━━━ Source data ━━━

PR #286, opened 2015-10-08
Switch some bcf1_t members to 'unsigned int'

gatoravi:
I think these variables could be unsigned, this came up while comparing with positions from another library.


mcshane:
The BCF spec has these fields as int32_t, so this would be a change to the spec. https://github.com/samtools/hts-specs

mcshane:
Closing. This should be brought up on hts-specs if you can make the case for having these as unsigned ints.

━━━

## Exercise:
Each line from the one containing "The BCF spec" through the final line of the listing above should be returned exactly; return nothing else.

## Result:
The BCF spec has these fields as int32_t, so this would be a change to the spec. https://github.com/samtools/hts-specs

mcshane:
Closing. This should be brought up on hts-specs if you can make the case for having these as unsigned ints.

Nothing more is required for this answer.